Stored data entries
PR #6198, opened 2026-06-08
feat: configurable Room API bind host for dual-stack deployments

### LINKED ISSUE #5871: Room API binds to IPv4 only (0.0.0.0) and can fail when clients use hostname with IPv6
Hi,

while packaging and testing WorkAdventure for self-hosted deployment, I found that the Room API currently binds explicitly to IPv4:

`RoomAPI.bindAsync(`0.0.0.0:${ROOM_API_PORT}`, ...)`

This causes a practical problem on hosts that publish both A and AAAA records.

## Problem

If the public hostname resolves to both IPv4 and IPv6, clients may prefer IPv6 when connecting to the Room API.
In that case, the TCP connection fails because the Room API only listens on IPv4.

In my case:
- hostname had both A and AAAA
- Room API was reachable on IPv4
- Room API connection on IPv6 failed with connection refused
- using the hostname for Room API clients failed unless I forced the IPv4 literal address

## Why this matters

This is not specific to my packaging. It affects any self-hosted setup where:

- the hostname has IPv6 enabled
- clients connect to the Room API via hostname instead of hardcoded IPv4
- address selection prefers IPv6

That makes the Room API effectively IPv4-only by default, even though the deployment itself may be dual-stack.

## What I verified

- DNS returned both IPv4 and IPv6
- Room API initially listened only on 0.0.0.0:<port>
- IPv4 connection worked
- IPv6 connection failed
- after changing the bind host to IPv6, hostname-based connections worked again

## Suggested fix

It would be better not to hardcode 0.0.0.0.

Possible options:

1. Add a configurable bind host, for example:

`ROOM_API_BIND_HOST=[::]`

and then:

`RoomAPI.bindAsync(`${process.env.ROOM_API_BIND_HOST ?? "[::]"}:${ROOM_API_PORT}`, ...)`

#### [Required action]
Your task is to reproduce all the records above exactly as they appear.

#### [Task result]
PR #6198, opened 2026-06-08
feat: configurable Room API bind host for dual-stack deployments

### LINKED ISSUE #5871: Room API binds to IPv4 only (0.0.0.0) and can fail when clients use hostname with IPv6
Hi,

while packaging and testing WorkAdventure for self-hosted deployment, I found that the Room API currently binds explicitly to IPv4:

`RoomAPI.bindAsync(`0.0.0.0:${ROOM_API_PORT}`, ...)`

This causes a practical problem on hosts that publish both A and AAAA records.

## Problem

If the public hostname resolves to both IPv4 and IPv6, clients may prefer IPv6 when connecting to the Room API.
In that case, the TCP connection fails because the Room API only listens on IPv4.

In my case:
- hostname had both A and AAAA
- Room API was reachable on IPv4
- Room API connection on IPv6 failed with connection refused
- using the hostname for Room API clients failed unless I forced the IPv4 literal address

## Why this matters

This is not specific to my packaging. It affects any self-hosted setup where:

- the hostname has IPv6 enabled
- clients connect to the Room API via hostname instead of hardcoded IPv4
- address selection prefers IPv6

That makes the Room API effectively IPv4-only by default, even though the deployment itself may be dual-stack.

## What I verified

- DNS returned both IPv4 and IPv6
- Room API initially listened only on 0.0.0.0:<port>
- IPv4 connection worked
- IPv6 connection failed
- after changing the bind host to IPv6, hostname-based connections worked again

## Suggested fix

It would be better not to hardcode 0.0.0.0.

Possible options:

1. Add a configurable bind host, for example:

`ROOM_API_BIND_HOST=[::]`

and then:

`RoomAPI.bindAsync(`${process.env.ROOM_API_BIND_HOST ?? "[::]"}:${ROOM_API_PORT}`, ...)`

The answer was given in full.